Nevertheless, the study highlights the importance of considering shared genetic risk across multiple psychiatric conditions to understand the development of depression during adolescence. Looking forward, Grimes aims to understand how depression symptoms change and interact over time, as well as focusing on genetic factors to improve prediction and treatment for adolescent depression.

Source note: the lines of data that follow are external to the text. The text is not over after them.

PR #1271, opened 2025-09-29
[release-ocm-2.13] - CVE-2025-47907: Upgrade golang to 1.24.6

omer-vishlitzky:
Security fix for CVE-2025-47907:
Upgrading golang to 1.24.6

### DIFF
--- a/Dockerfile.assisted-installer
+++ b/Dockerfile.assisted-installer
@@ -1,4 +1,4 @@
-FROM registry.access.redhat.com/ubi9/go-toolset:1.21 AS builder
+FROM registry.access.redhat.com/ubi9/go-toolset:1.24.6 AS builder
 ARG TARGETPLATFORM
 ENV GOFLAGS=-mod=mod
 WORKDIR /go/src/github.com/openshift/assisted-installer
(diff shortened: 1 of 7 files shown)


src/ops/ops_test.go
```diff
@@ -188,28 +189,26 @@ grw/ZQTTIVjjh4JBSW3WyWgNo/ikC1lrVxzl4iPUGptxT36Cr7Zk2Bsg0XqwbOvK
...
 			})
 
-		if !withCert {
-			return ret
+		if len(ca) > 0 {
+			ret.Ignition.Security.TLS.CertificateAuthorities = append(ret.Ignition.Security.TLS.CertificateAuthorities,
+				types.Resource{
+					Source: swag.String(dataurl.EncodeBytes(ca)),
+				})
 		}
```
omer-vishlitzky, line 206: Lint 1.64.8 forced the production helper to accept raw CA bytes (so we only append a TLS authority when one exists). Switching the test helper to `[]byte` mirrors that behaviour; sticking with the old boolean toggle caused gosec/copyloopvar failures because the new code paths were never covered.

src/ops/ops_test.go
```diff
@@ -324,7 +330,10 @@ WkBKOclmOV2xlTVuPw==
 					_, err := io.WriteString(w, "")
 					Expect(err).ToNot(HaveOccurred())
 				})
-			checkMcsIgnition(s.URL(), true, false)
+			cert := s.HTTPTestServer.Certificate()
```
omer-vishlitzky, line 333: Grabbing the test server’s cert and encoding it mirrors the production path (and keeps gosec happy); the static localhost blob no longer matched the bytes once the helper only includes a CA when explicitly provided.

PR #1273, opened 2025-09-29
[release-ocm-2.11] - CVE-2025-47907: Upgrade golang to 1.24.6

omer-vishlitzky:
Security fix for CVE-2025-47907:
Upgrading golang to 1.24.6


src/ops/ops_test.go
```diff
@@ -187,28 +188,26 @@ grw/ZQTTIVjjh4JBSW3WyWgNo/ikC1lrVxzl4iPUGptxT36Cr7Zk2Bsg0XqwbOvK
...
+					Source: swag.String(dataurl.EncodeBytes(ca)),
+				})
 		}
 
-		ret.Ignition.Security.TLS.CertificateAuthorities = append(ret.Ignition.Security.TLS.CertificateAuthorities,
-			types.Resource{
-				Source: swag.String(dataurl.EncodeBytes(localhostCert)),
-			})
-
 		return ret
```
omer-vishlitzky, line 206: Lint 1.64.8 forced the production helper to accept raw CA bytes (so we only append a TLS authority when one exists). Switching the test helper to `[]byte` mirrors that behaviour; sticking with the old boolean toggle caused gosec/copyloopvar failures because the new code paths were never covered.

src/ops/ops_test.go
```diff
@@ -219,22 +218,26 @@ WkBKOclmOV2xlTVuPw==
...
+			if len(caBytes) > 0 {
+				expectedCA = string(caBytes)
+			}
+			Expect(ca).To(Equal(expectedCA))
 		}
 		It("from bootstrap", func() {
-			checkSource("https://abc.com")
+			checkSource("https://abc.com", localhostCert)
 		})
 		It("embedded", func() {
```
omer-vishlitzky, line 239: Because the helper can now return an empty CA when no PEM was supplied, the assertion has to tolerate both cases—otherwise the stricter lint run marked the branch as dead code.

src/ops/ops_test.go
```diff
@@ -323,7 +329,10 @@ WkBKOclmOV2xlTVuPw==
 					_, err := io.WriteString(w, "")
 					Expect(err).ToNot(HaveOccurred())
 				})
-			checkMcsIgnition(s.URL(), true, false)
+			cert := s.HTTPTestServer.Certificate()
+			Expect(cert).ToNot(BeNil())
```
omer-vishlitzky, line 333: Grabbing the test server’s cert and encoding it mirrors the production path (and keeps gosec happy); the static localhost blob no longer matched the bytes once the helper only includes a CA when explicitly provided.

omer-vishlitzky:
This PR updates tests to be compatible with Go 1.24 and golangci-lint 1.64.8.
                                                                                                                                                                                       
**TLS test changes (`ops_test.go`)**: Go 1.24 now [enforces a minimum 1024-bit RSA key size](https://tip.golang.org/doc/go1.24#crypto/rsa) for all TLS operations. The old `ghttp.NewTLSServer()` implementation generates certificates that are too weak and fail the new requirement. We've switched to using `httptest.NewTLSServer()` directly, which generates proper 2048-bit certificates. Since these certificates are dynamically generated per test, we had to change the function signatures from `withCert bool` to `ca []byte` to pass the actual certificate bytes through the test helpers.

**Loop variable changes (`assisted_installer_controller_test.go`)**: golangci-lint 1.64.8 includes the [copyloopvar](https://golangci-lint.run/usage/linters/#copyloopvar) linter which catches a common Go gotcha where loop variables are captured by reference in closures. The fix is simple - copy `value.Host` to a local variable before passing its fields to gomock expectations. This ensures each iteration uses the correct host data.

gamli75 (approved):

PR #1307, opened 2025-10-26
Fix eFi boot when device mapper is installation disk.

bkopilov:
In case the installation disk is a mapper the valid path to mount is /dev/mapper/dm device. Added retry for lsblk command , lsblk children not updated immediatly when slow disks.


bkopilov:
Duplicate of https://github.com/openshift/assisted-installer/pull/1308

PR #1308, opened 2025-10-26
MGMT-20756: assisted installer naive string concatenation for partiti…

bkopilov:
In case the installation disk is a mapper the valid path to mount is /dev/mapper/dm device. Added retry for lsblk command , lsblk children not updated immediatly when slow disks.

### DIFF
--- a/src/ops/ops.go
+++ b/src/ops/ops.go
@@ -367,9 +367,16 @@ func (o *ops) SetBootOrder(device string) error {
 	}
 
 	o.log.Info("Setting efibootmgr to boot from disk")
-	efiDirname, err := o.findEfiDirectory(device)
+	var efiDirname string
+	var findError error
+	//Retry find partitions due to delayed update on device-mappers
+	err = utils.WaitForPredicate(20*time.Second, 5*time.Second, func() bool {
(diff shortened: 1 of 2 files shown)


src/ops/ops.go
```diff
@@ -1058,11 +1072,13 @@ func (o *ops) getPartitionPathFromLsblk(device, partitionNumber string) (string,
 	if err = json.Unmarshal([]byte(ret), &disks); err != nil {
 		return "", errors.Wrap(err, "failed to unmarshal lsblk output")
 	}
+	o.log.Infof("--> lsblk output before:  %s", ret)
```
omertuc: Stray debug log, was it meant to be committed?

src/ops/ops.go
```diff
@@ -103,6 +103,19 @@ func NewOps(logger *logrus.Logger, executor execute.Execute) Ops {
 	return NewOpsWithConfig(&config.Config{}, logger, executor)
 }
 
+func RetryFindDevice(attempts int, sleep time.Duration, fn func(device string) (string, error), device string) (string, error) {
```
omertuc: Can we leverage `utils.WaitForPredicateWithContext` here?

PR #1384, opened 2025-11-26
AGENT-1216: support new HostStage (HostStageCopyingRegistryDataToDisk)

danielerez:
Added support for the new HostStage: HostStageCopyingRegistryDataToDisk.
I.e. when copying registry data to disk, move to the new stage and pass it to logger (for monitoring purposes).
Introduced in assisted-service by: https://github.com/openshift/assisted-service/pull/8423


andfasano:
Hi @fracappa why do need to backport that? It's not a bug

PR #254, opened 2018-04-19
Fix showConfiguration for project/version

### LINKED ISSUE #253: appengineShowConfiguration shows null for application/version if they're configured in appengine-web.xml

TadCordle:
Fixes #253; instead of reading values directly from fields within extensions, showConfiguration now tries to invoke getters for each field if they exist.


src/main/java/com/google/cloud/tools/gradle/appengine/core/ShowConfigurationTask.java
```diff
@@ -106,12 +110,23 @@ private static String getFieldData(Field root, Object instance, int depth)
...
-        .append(" = ")
-        .append(root.get(instance))
-        .append("\n");
+        .append(" = ");
+    try {
+      Method getter = instance.getClass().getMethod(getGetterFromFieldName(root.getName()));
+      result.append(getter.invoke(instance));
+    } catch (NoSuchMethodException ex) {
+      result.append(root.get(instance));
+    } catch (InvocationTargetException ex) {
```
loosebazooka: how does InvocationTargetException happen?

TadCordle: If there's an exception thrown mid-invocation, it gets wrapped in an InvocationTargetException. In our case it can happen if someone runs showConfiguration w/ misconfigured project or version in appengine-web.xml.

src/main/java/com/google/cloud/tools/gradle/appengine/core/ShowConfigurationTask.java
```diff
@@ -69,7 +72,8 @@ static String getExtensionData(String extensionName, Object extensionInstance, i
         continue;
       }
       // This is just a helper for the extensions, don't show it
-      if (field.getType().equals(org.gradle.api.Project.class)) {
+      if (field.getType().equals(org.gradle.api.Project.class)
```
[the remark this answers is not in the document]
loosebazooka: I think when I wrote this, it was to make it super explicit what the type was that we were skipping.

src/main/java/com/google/cloud/tools/gradle/appengine/core/ShowConfigurationTask.java
loosebazooka: can you add a test to trigger this somehow?

TadCordle: Sure

src/main/java/com/google/cloud/tools/gradle/appengine/core/ShowConfigurationTask.java
```diff
@@ -63,16 +64,18 @@ static String getExtensionData(String extensionName, Object extensionInstance, i
...
+    for (Method method : extensionInstance.getClass().getSuperclass().getDeclaredMethods()) {
       // ignore synthetic fields (stuff added by compiler or instrumenter)
-      if (field.isSynthetic()) {
+      if (method.isSynthetic()) {
         continue;
       }
-      // This is just a helper for the extensions, don't show it
-      if (field.getType().equals(org.gradle.api.Project.class)) {
-        continue;
+      if (method.getName().startsWith("get")
```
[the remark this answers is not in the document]
TadCordle: Does this find getters that do more than just return the corresponding field?

Also, does Gradle map config properties to the fields or to the getters/setters? I feel like just checking how the method is named would be enough, but I'm not sure how Gradle does it (e.g. if it recognizes a method named `isValid` as a getter for a `valid` property or something).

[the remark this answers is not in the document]
TadCordle: @loosebazooka @coollog Is it worth changing this?

PR #258, opened 2018-04-23
Show 2.0 release candidate warning when plugin is applied

### LINKED ISSUE #257: Add a 2.0-release candidate warning when plugin is loaded
I think we want to do something like this, to make sure people don't upgrade blindly.
```
WARNING: You are a using a release candiate ${version}. Behavior of this plugin has change since 1.x.x, please see release notes at : github.com/GoogleCloudPlatform/app-gradle-plugin. Missing a feature? Can't get it to work?, please file a bug at <link to issues>
```

TadCordle:
Fixes #257


src/main/java/com/google/cloud/tools/gradle/appengine/core/AppEngineCorePluginConfiguration.java
```diff
@@ -58,6 +58,19 @@ public void configureCoreProperties(
       Project project,
       AppEngineCoreExtensionProperties appEngineCoreExtensionProperties,
       String taskGroup) {
+    project
+        .getLogger()
+        .warn(
+            "WARNING: You are a using a release candidate for "
```
loosebazooka: I think we might need to work this first sentence another way? Does it render as:
```
You are using a release candidate for 2.0.0-rc1. Behavior....
```

TadCordle: Yeah, I guess that makes it sound like a release candidate for a release candidate.

PR #262, opened 2018-05-01
Remove deployables parameter

### LINKED ISSUE #261: Remove deployables as configuration option

TadCordle:
Fixes #261


src/main/java/com/google/cloud/tools/gradle/appengine/core/DeployExtension.java
```diff
@@ -77,7 +77,9 @@ public void setBucket(String bucket) {
     return deployables;
   }
 
-  public void setDeployables(Object deployables) {
+  // The name of this method is no longer "setDeployables" so the user can't configure it in
+  // their build file.
+  public void updateDeployables(Object deployables) {
```
coollog: Since this will just be an internal method, the parameter type can probably be a list of files.

src/main/java/com/google/cloud/tools/gradle/appengine/flexible/AppEngineFlexiblePlugin.java
```diff
@@ -86,9 +86,8 @@ private void configureExtensions() {
 
           // obtain deploy extension set defaults
           DeployExtension deploy = appengineExtension.getDeploy();
-          if (deploy.getDeployables() == null) {
-            deploy.setDeployables(new File(stageExtension.getStagingDirectory(), "app.yaml"));
-          }
+          deploy.updateDeployables(new File(stageExtension.getStagingDirectory(), "app.yaml"));
```
coollog: Since this is no longer user-configurable, maybe it makes sense to have it just be on the `DeployAllTask` as a setter.

TadCordle: If I did this, I'd still need to set it in the deploy extension somehow. It extends DeployConfiguration, which means I need a `getDeployables()`.

loosebazooka: Yeah, its kind of a weird consequence of how I wrote it initially. DeployExtension doesn't seem to map nicely anymore.

One option is not even have the setter, and have some kind of weird copy constructor that generates a DeployExtension with deployables being a immutable member of DeployExtension.

```
private final List<File> deployables;

...

DeployExtension(DeployExtension deploy, List<File> deployables) {
  // copy stuff as done in the other copy constructor
   this.deployables = ImmutableList.of(deployables)
}
```

remove the setter (or updater), and call this constructor in the task directly (Deploy, DeployAll)?

loosebazooka: and then you'd probably, as Q suggested, pass in the necessary info to the task directly.

src/main/java/com/google/cloud/tools/gradle/appengine/core/DeployAllTask.java
```diff
@@ -45,8 +46,7 @@ public void setStageDirectory(File stageDirectory) {
   /** Task Entrypoint : Deploys the app and all of its config files. */
   @TaskAction
   public void deployAllAction() throws AppEngineException {
-    DeployExtension deployCopy = new DeployExtension(deployConfig);
-    deployCopy.getDeployables().clear();
+    DeployExtension deployCopy = new DeployExtension(deployConfig, new ArrayList<>());
```
loosebazooka: I think this might be a little bit of a strange pattern.

Would it be possible to just populate a local variable list with the files we know about and then call the constructor with that fully populated list?

src/main/java/com/google/cloud/tools/gradle/appengine/core/DeployExtension.java
```diff
@@ -31,9 +31,9 @@
 
   // named gradleProject to disambiguate with deploy parameter "project"
   private final Project gradleProject;
+  private final List<File> deployables;
```
loosebazooka: Could this be an immutable list? http://google.github.io/guava/releases/23.0/api/docs/com/google/common/collect/ImmutableList.html

src/main/java/com/google/cloud/tools/gradle/appengine/core/DeployAllTask.java
TadCordle: It needs the staging directory to resolve the path, so I don't think so. Unless I'm misunderstanding.

src/main/java/com/google/cloud/tools/gradle/appengine/core/DeployExtension.java
TadCordle: I don't think so, the list is cleared/repopulated in deployAll.

loosebazooka: yeah, maybe deployAll could just give the copy constructor a fully populated list.

src/main/java/com/google/cloud/tools/gradle/appengine/core/DeployAllTask.java
loosebazooka: oh, I mean you could do this copy further down in the deployAllAction method. First just create a local list of deployables, and then pass that one to new DeployExtension(deployConfig, deplyables)

TadCordle: Oh I see what you mean.

src/main/java/com/google/cloud/tools/gradle/appengine/core/DeployExtension.java
```diff
@@ -61,6 +60,7 @@ public DeployExtension(DeployExtension deployExtension) {
     this.version = deployExtension.version;
     this.appEngineDirectory = deployExtension.appEngineDirectory;
     this.propertyResolver = deployExtension.propertyResolver;
+    this.deployables = ImmutableList.<File>builder().addAll(deployables).build();
```
loosebazooka: I think you can use `ImmutableList.copyOf` here.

“My continuing research will explore the longitudinal dynamics of depression symptoms,” she said. “I am interested in the idea that depression is a complex dynamic system with symptoms interacting over time, moving from unstable to stable states. I am currently looking at changes in symptom networks over time which aligns with the work on trajectories we have done here.”
“On the genomics front, I am looking to determine genetic variants associated with adolescent-onset depression. Using genome-wide association we hope to uncover specific variants for downstream causal analysis, clinical risk prediction and pharmacological targets.”
The study, “Genetic Architectures of Adolescent Depression Trajectories in 2 Longitudinal Population Cohorts,” was authored by Poppy Z. Grimes, Mark J. Adams, Gladi Thng, Amelia J. Edmonson-Stait, Yi Lu, Andrew McIntosh, Breda Cullen, Henrik Larsson, Heather C. Whalley, and Alex S. F. Kwong.